Assignment = Would you reproduce exactly the lines below from the one holding "Nice, I really like it." through the one holding "For now this", inclusive, and no others?

Material shown =
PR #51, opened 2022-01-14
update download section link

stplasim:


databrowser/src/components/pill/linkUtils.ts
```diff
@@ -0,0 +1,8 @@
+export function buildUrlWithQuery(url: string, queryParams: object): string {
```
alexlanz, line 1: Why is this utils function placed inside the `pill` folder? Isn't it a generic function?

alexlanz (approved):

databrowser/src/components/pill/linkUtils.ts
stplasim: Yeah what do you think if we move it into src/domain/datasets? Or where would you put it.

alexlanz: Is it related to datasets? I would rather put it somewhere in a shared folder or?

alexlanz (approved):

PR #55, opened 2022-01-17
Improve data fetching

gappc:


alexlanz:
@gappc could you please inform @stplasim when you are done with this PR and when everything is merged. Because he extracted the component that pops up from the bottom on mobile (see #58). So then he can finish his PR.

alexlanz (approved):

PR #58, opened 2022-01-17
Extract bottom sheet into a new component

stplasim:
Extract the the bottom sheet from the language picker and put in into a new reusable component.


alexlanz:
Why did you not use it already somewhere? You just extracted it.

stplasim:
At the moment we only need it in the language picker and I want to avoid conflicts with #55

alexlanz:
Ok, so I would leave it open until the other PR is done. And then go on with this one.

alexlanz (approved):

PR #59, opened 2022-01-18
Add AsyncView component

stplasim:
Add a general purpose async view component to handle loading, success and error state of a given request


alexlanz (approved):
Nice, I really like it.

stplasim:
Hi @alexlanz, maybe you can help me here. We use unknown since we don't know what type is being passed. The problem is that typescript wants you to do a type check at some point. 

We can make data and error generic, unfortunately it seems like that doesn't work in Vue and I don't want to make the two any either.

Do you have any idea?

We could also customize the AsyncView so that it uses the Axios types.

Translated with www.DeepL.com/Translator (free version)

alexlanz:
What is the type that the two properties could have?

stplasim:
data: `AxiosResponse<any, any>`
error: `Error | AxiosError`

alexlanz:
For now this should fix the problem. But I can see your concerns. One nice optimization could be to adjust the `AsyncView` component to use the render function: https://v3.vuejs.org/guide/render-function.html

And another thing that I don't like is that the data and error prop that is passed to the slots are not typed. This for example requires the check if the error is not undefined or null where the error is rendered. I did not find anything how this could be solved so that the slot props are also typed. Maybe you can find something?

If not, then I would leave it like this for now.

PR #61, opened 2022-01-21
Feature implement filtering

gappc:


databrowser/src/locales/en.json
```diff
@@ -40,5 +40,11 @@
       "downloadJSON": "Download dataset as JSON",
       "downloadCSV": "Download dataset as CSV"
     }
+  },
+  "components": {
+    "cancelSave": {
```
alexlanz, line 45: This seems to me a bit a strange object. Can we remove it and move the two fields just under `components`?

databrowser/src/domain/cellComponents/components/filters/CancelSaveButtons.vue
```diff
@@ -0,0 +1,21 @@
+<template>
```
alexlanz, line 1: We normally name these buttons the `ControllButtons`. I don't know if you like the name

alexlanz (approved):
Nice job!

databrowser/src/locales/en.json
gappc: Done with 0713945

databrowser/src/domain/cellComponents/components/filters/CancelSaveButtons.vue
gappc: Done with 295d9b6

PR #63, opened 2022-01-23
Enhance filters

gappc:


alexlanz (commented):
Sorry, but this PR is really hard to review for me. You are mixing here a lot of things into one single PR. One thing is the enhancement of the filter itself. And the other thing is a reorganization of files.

Answer =
Nice, I really like it.

stplasim:
Hi @alexlanz, maybe you can help me here. We use unknown since we don't know what type is being passed. The problem is that typescript wants you to do a type check at some point. 

We can make data and error generic, unfortunately it seems like that doesn't work in Vue and I don't want to make the two any either.

Do you have any idea?

We could also customize the AsyncView so that it uses the Axios types.

Translated with www.DeepL.com/Translator (free version)

alexlanz:
What is the type that the two properties could have?

stplasim:
data: `AxiosResponse<any, any>`
error: `Error | AxiosError`

alexlanz:
For now this should fix the problem. But I can see your concerns. One nice optimization could be to adjust the `AsyncView` component to use the render function: https://v3.vuejs.org/guide/render-function.html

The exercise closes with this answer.